- **Problem description**
Please repeat, from the entries that follow, the lines from the one containing "I'm struggling with" through the one containing "Hi @yvanlebras I" exactly, adding nothing.

─── Record extracts ───

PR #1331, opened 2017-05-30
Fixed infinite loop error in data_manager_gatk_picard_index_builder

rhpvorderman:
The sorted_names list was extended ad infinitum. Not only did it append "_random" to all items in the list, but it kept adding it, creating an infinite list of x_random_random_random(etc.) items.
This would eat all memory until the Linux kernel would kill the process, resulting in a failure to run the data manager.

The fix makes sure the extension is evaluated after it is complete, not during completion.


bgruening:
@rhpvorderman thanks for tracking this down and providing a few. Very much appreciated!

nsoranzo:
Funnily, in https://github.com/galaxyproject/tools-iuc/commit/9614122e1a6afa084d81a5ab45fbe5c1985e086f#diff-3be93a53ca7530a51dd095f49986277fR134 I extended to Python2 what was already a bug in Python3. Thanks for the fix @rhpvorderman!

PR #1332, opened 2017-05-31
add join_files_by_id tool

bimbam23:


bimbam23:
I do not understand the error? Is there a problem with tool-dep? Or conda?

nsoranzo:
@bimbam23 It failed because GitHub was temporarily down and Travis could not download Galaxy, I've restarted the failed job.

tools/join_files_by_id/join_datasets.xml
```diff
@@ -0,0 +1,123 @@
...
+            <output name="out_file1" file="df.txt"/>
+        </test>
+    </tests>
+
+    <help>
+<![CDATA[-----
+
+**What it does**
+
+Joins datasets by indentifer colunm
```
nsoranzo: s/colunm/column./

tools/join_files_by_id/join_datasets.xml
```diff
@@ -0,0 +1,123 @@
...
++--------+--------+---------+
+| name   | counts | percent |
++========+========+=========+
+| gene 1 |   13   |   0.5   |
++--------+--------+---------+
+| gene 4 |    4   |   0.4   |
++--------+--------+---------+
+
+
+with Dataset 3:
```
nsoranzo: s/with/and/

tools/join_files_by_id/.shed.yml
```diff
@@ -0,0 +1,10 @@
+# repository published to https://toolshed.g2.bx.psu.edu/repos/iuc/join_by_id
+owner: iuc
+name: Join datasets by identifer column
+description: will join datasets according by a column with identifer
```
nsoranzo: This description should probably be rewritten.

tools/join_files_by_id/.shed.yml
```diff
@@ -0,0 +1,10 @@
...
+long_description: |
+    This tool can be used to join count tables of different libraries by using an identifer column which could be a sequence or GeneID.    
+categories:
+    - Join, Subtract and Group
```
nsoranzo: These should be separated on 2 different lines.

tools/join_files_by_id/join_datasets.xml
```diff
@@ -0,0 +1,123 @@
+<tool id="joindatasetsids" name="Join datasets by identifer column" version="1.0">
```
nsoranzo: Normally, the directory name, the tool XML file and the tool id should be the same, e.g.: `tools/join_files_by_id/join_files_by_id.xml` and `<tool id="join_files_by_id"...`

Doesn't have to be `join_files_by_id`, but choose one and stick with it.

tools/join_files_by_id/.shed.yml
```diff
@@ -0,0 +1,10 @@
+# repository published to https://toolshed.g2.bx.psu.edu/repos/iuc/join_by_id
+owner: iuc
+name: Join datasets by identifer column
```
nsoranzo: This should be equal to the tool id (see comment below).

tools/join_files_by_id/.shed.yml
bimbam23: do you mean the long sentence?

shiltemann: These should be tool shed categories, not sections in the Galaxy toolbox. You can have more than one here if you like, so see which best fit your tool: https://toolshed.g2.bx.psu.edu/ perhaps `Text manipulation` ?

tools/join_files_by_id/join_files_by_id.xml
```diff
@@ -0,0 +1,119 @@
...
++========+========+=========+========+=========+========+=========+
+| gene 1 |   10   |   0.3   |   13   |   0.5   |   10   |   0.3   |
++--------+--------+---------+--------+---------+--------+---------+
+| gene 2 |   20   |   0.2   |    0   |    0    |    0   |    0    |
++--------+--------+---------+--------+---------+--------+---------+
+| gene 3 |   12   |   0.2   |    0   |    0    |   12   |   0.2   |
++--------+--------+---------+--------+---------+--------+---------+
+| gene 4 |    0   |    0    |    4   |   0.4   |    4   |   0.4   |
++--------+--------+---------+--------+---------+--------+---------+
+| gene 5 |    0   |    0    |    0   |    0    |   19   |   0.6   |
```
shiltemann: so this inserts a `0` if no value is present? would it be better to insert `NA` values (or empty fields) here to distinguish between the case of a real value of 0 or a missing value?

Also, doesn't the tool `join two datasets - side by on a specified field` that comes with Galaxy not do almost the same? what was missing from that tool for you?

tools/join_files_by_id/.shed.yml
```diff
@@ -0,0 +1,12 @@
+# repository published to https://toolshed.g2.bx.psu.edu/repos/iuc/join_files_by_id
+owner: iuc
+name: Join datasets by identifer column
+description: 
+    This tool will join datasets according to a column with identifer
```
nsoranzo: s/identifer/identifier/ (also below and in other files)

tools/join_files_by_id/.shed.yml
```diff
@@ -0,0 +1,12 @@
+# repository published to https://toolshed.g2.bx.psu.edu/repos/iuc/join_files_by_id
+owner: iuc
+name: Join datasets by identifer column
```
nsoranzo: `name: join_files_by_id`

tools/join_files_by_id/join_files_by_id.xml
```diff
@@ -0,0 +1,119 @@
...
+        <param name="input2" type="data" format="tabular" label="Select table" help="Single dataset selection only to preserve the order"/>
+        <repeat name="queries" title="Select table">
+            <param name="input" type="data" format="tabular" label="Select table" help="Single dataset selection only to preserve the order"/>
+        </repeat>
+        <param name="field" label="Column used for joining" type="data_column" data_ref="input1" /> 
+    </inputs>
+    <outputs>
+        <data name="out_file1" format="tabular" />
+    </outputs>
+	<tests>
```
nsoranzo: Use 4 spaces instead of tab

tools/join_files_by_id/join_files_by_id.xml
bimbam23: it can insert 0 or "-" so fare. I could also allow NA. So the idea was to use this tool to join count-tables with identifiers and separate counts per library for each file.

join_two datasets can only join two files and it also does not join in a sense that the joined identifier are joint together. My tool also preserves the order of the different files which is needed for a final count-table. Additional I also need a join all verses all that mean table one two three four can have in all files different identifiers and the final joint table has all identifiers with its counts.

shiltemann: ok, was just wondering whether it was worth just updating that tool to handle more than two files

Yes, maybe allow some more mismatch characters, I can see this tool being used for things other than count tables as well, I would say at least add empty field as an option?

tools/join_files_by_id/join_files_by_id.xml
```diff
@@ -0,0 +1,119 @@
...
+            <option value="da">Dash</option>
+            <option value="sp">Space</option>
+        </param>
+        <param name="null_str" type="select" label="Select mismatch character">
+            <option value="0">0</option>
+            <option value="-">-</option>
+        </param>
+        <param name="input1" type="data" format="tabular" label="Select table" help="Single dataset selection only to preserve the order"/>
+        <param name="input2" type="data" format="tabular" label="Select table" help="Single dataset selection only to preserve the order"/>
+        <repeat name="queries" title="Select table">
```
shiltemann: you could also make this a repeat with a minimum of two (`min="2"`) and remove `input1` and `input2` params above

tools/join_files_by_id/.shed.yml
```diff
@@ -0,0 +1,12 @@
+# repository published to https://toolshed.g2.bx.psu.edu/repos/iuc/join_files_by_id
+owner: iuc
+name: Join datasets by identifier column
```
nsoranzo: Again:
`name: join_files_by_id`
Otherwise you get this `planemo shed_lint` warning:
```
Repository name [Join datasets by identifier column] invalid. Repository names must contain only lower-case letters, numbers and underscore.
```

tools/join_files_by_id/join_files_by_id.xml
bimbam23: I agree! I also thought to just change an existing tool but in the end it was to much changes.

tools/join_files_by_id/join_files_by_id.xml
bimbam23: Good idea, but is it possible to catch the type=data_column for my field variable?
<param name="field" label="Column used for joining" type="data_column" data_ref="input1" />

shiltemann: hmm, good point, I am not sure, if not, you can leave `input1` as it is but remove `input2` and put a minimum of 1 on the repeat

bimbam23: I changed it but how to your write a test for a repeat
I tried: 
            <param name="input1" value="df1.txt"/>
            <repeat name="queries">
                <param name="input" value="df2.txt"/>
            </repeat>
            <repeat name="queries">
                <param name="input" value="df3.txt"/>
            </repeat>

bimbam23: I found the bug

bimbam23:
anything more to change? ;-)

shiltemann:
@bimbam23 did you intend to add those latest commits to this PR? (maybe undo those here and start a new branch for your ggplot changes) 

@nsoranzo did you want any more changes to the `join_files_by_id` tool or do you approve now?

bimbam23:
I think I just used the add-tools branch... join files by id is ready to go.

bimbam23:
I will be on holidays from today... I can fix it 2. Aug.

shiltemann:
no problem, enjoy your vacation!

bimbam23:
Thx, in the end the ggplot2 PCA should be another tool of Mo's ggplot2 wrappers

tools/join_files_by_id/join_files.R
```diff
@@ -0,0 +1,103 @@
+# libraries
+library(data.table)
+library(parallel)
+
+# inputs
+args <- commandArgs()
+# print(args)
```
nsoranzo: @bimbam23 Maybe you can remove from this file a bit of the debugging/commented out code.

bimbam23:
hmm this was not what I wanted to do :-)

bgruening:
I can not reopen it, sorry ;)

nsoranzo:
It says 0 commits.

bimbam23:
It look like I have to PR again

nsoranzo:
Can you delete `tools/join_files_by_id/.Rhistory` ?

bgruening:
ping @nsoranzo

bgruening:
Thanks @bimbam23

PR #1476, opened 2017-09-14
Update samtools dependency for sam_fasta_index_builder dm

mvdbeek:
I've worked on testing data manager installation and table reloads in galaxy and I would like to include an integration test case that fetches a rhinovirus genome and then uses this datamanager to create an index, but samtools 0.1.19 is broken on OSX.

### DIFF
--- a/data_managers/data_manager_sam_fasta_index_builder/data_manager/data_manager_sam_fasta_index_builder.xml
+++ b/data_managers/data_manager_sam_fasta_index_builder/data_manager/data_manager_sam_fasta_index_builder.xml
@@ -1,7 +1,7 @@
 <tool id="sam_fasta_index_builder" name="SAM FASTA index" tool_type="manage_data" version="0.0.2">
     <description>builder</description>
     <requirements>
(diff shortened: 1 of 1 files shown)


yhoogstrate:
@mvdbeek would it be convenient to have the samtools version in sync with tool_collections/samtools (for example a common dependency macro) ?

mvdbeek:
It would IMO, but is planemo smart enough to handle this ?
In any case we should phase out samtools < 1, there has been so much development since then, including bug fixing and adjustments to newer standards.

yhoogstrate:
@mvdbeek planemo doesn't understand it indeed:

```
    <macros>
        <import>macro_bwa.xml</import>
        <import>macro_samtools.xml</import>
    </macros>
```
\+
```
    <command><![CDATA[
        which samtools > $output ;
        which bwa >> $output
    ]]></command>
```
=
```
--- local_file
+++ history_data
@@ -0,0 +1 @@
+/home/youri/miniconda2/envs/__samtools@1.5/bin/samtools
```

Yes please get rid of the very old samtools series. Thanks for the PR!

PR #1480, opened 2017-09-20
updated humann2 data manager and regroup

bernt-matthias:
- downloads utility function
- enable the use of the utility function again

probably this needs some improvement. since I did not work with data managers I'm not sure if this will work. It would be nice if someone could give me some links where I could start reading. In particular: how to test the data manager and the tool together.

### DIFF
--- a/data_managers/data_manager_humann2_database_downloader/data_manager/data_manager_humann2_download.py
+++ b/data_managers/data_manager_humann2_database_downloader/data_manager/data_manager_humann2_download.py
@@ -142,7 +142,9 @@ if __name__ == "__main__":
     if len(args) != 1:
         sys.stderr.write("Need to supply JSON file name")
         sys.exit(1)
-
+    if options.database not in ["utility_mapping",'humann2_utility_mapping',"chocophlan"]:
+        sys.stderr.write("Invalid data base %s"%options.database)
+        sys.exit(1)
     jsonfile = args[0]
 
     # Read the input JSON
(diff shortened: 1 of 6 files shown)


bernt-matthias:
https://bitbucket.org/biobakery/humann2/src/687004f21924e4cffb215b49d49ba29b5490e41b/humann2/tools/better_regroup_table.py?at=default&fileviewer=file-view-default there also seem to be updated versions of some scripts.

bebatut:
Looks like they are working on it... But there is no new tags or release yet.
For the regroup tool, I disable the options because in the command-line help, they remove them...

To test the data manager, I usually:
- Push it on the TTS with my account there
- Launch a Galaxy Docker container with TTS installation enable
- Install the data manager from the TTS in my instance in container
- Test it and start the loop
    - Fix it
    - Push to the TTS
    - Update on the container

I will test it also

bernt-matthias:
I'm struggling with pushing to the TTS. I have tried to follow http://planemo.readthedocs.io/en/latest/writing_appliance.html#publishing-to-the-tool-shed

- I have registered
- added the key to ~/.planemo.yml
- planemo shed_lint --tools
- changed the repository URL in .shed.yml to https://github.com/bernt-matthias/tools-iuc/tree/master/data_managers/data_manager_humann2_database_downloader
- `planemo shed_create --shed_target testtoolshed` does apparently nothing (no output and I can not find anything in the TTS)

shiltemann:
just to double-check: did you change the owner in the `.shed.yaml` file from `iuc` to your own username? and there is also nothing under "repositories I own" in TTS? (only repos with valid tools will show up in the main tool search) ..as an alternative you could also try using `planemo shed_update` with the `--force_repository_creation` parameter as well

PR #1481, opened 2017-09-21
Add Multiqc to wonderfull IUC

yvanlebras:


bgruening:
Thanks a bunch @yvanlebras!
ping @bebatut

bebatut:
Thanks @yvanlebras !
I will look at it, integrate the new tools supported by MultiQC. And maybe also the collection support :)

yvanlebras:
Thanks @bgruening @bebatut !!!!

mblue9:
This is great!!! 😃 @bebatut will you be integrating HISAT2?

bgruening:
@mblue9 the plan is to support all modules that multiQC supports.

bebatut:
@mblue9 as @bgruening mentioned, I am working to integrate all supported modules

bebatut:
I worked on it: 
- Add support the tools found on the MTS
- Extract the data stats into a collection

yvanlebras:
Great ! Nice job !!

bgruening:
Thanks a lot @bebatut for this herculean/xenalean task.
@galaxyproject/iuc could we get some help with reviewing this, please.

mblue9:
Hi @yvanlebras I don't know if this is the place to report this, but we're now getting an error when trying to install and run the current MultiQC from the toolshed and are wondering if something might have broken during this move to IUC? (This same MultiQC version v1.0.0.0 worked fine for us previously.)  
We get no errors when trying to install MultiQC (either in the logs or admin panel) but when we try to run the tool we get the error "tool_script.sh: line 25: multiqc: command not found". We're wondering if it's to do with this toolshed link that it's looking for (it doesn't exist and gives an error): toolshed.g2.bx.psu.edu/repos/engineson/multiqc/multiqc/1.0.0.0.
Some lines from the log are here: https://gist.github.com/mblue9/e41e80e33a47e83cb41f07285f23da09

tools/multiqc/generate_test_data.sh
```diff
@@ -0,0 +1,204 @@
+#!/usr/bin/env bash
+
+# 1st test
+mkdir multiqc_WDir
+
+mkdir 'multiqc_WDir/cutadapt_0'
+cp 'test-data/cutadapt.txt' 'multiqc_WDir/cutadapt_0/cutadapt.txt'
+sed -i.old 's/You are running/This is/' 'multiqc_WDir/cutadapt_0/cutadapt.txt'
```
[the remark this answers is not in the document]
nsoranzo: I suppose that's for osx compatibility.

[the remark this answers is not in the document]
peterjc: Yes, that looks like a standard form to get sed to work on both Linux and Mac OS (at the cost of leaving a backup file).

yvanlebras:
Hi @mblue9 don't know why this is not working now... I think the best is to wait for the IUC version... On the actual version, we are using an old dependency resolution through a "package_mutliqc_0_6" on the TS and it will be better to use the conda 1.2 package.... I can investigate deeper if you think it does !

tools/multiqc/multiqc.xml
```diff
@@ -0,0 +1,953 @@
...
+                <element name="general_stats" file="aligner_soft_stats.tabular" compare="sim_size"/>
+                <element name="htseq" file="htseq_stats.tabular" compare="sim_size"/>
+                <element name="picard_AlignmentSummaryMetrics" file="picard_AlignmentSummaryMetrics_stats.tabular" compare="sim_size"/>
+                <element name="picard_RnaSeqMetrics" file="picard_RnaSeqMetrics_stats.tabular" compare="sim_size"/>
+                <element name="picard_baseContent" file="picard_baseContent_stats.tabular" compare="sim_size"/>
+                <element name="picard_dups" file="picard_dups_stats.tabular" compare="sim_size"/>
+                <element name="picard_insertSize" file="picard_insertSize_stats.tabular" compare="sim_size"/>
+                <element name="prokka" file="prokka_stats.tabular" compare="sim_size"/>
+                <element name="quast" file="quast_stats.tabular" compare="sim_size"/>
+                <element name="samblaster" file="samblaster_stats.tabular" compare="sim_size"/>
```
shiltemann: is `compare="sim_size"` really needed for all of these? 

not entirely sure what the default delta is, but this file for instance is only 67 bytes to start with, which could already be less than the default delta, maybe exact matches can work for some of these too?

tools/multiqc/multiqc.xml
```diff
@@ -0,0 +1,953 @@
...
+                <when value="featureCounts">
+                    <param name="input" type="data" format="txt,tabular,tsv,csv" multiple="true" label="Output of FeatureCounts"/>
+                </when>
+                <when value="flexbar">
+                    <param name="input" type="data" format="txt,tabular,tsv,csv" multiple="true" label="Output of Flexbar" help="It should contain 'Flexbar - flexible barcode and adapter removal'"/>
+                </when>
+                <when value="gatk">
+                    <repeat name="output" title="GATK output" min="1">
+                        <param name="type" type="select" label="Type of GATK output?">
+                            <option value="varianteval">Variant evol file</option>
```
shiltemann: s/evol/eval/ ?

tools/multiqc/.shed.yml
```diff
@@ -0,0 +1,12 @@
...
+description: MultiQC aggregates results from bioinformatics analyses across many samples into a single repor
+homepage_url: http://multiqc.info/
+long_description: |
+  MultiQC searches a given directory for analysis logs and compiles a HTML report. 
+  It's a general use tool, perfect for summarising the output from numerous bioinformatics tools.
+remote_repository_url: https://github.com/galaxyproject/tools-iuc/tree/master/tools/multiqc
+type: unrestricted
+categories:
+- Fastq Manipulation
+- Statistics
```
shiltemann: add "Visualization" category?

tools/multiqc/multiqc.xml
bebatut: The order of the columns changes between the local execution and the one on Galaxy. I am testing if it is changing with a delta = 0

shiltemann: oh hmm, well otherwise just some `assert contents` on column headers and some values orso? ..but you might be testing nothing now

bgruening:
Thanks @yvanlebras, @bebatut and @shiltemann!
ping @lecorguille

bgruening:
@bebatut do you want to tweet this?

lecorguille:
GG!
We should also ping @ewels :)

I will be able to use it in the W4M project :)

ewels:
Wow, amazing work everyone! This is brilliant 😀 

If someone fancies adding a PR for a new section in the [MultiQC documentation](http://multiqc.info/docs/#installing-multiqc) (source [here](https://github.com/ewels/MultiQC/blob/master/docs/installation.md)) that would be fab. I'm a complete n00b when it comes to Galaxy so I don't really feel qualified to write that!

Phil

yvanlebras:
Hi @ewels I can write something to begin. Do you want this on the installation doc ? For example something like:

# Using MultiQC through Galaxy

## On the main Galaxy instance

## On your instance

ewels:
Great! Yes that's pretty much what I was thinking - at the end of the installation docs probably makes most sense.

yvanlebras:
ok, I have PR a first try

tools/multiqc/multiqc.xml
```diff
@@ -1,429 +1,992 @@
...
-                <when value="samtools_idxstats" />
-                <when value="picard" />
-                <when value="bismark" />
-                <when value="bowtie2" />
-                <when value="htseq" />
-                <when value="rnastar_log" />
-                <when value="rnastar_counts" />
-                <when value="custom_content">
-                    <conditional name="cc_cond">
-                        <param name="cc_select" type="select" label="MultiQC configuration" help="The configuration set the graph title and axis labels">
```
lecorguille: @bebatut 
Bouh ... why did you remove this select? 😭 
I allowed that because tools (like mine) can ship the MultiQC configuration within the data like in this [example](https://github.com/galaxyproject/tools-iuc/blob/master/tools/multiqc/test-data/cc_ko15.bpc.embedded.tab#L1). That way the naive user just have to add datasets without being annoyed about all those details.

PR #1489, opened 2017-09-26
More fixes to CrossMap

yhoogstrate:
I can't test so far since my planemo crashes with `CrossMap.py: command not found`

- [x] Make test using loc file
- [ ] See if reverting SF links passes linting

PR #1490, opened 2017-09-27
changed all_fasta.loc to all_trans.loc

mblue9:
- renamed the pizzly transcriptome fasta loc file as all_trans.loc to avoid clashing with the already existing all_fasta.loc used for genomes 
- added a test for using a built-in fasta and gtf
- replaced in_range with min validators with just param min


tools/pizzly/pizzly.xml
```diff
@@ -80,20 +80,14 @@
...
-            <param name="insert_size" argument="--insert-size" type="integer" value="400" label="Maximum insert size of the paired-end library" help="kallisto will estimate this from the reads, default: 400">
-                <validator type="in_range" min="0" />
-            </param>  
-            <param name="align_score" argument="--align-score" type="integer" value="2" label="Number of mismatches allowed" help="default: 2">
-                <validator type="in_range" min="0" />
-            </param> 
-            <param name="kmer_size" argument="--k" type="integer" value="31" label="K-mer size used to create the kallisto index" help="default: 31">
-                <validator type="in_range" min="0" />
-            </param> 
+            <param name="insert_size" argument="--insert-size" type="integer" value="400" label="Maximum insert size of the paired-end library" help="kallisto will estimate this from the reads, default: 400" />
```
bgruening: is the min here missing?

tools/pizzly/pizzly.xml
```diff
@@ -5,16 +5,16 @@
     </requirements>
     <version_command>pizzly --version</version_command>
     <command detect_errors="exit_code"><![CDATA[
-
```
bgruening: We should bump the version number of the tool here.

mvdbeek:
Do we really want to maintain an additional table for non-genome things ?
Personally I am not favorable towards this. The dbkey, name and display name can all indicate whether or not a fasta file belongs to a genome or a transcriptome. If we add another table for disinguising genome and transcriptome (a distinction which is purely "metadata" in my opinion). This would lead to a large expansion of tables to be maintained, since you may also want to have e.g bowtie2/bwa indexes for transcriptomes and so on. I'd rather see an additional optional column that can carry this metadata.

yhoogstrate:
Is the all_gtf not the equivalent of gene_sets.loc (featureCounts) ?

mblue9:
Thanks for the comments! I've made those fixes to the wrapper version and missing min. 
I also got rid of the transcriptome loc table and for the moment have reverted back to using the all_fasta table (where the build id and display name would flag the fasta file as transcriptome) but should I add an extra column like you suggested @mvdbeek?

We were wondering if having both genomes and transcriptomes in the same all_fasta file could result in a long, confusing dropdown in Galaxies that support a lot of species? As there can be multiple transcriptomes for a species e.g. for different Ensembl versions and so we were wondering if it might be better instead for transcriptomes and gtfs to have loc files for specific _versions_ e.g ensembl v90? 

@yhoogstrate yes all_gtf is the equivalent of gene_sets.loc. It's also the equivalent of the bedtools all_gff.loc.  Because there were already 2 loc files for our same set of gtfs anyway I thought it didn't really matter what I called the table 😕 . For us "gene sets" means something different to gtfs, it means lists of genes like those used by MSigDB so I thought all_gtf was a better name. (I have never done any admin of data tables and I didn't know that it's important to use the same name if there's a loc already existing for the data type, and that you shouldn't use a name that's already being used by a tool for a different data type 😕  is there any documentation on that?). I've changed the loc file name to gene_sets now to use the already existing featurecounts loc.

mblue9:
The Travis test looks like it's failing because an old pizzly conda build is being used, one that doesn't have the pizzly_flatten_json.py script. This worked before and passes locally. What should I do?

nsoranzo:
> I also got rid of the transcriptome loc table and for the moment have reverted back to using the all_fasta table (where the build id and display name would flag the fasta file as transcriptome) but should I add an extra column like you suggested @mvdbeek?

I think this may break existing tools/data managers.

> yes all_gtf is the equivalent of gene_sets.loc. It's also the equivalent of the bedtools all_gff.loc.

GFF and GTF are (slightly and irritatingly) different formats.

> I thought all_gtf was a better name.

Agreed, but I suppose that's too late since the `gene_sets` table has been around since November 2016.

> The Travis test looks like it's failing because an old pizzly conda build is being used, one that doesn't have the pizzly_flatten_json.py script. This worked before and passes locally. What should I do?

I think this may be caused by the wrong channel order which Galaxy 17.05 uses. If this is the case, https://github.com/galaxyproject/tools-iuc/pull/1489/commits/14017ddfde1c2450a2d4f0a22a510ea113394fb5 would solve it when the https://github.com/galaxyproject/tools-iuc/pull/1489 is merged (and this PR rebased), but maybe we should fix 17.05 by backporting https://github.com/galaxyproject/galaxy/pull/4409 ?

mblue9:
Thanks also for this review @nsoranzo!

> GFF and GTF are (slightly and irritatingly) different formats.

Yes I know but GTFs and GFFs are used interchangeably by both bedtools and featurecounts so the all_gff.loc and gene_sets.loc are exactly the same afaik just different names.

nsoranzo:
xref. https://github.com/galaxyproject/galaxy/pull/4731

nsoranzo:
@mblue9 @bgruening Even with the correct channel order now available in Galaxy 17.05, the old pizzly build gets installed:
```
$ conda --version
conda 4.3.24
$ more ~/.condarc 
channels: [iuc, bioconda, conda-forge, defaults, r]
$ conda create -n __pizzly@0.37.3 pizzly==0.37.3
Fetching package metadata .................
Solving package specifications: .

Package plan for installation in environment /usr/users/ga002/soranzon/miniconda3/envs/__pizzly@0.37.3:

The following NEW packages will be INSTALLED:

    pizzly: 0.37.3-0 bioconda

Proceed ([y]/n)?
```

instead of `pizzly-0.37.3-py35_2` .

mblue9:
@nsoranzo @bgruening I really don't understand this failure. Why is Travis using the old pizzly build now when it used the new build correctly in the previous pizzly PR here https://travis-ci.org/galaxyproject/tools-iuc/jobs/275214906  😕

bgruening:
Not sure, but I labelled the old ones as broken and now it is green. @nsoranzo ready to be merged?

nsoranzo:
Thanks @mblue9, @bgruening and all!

───

- **Response to the task**
I'm struggling with pushing to the TTS. I have tried to follow http://planemo.readthedocs.io/en/latest/writing_appliance.html#publishing-to-the-tool-shed

- I have registered
- added the key to ~/.planemo.yml
- planemo shed_lint --tools
- changed the repository URL in .shed.yml to https://github.com/bernt-matthias/tools-iuc/tree/master/data_managers/data_manager_humann2_database_downloader
- `planemo shed_create --shed_target testtoolshed` does apparently nothing (no output and I can not find anything in the TTS)

shiltemann:
just to double-check: did you change the owner in the `.shed.yaml` file from `iuc` to your own username? and there is also nothing under "repositories I own" in TTS? (only repos with valid tools will show up in the main tool search) ..as an alternative you could also try using `planemo shed_update` with the `--force_repository_creation` parameter as well

PR #1481, opened 2017-09-21
Add Multiqc to wonderfull IUC

yvanlebras:


bgruening:
Thanks a bunch @yvanlebras!
ping @bebatut

bebatut:
Thanks @yvanlebras !
I will look at it, integrate the new tools supported by MultiQC. And maybe also the collection support :)

yvanlebras:
Thanks @bgruening @bebatut !!!!

mblue9:
This is great!!! 😃 @bebatut will you be integrating HISAT2?

bgruening:
@mblue9 the plan is to support all modules that multiQC supports.

bebatut:
@mblue9 as @bgruening mentioned, I am working to integrate all supported modules

bebatut:
I worked on it: 
- Add support the tools found on the MTS
- Extract the data stats into a collection

yvanlebras:
Great ! Nice job !!

bgruening:
Thanks a lot @bebatut for this herculean/xenalean task.
@galaxyproject/iuc could we get some help with reviewing this, please.

mblue9:
Hi @yvanlebras I don't know if this is the place to report this, but we're now getting an error when trying to install and run the current MultiQC from the toolshed and are wondering if something might have broken during this move to IUC? (This same MultiQC version v1.0.0.0 worked fine for us previously.)  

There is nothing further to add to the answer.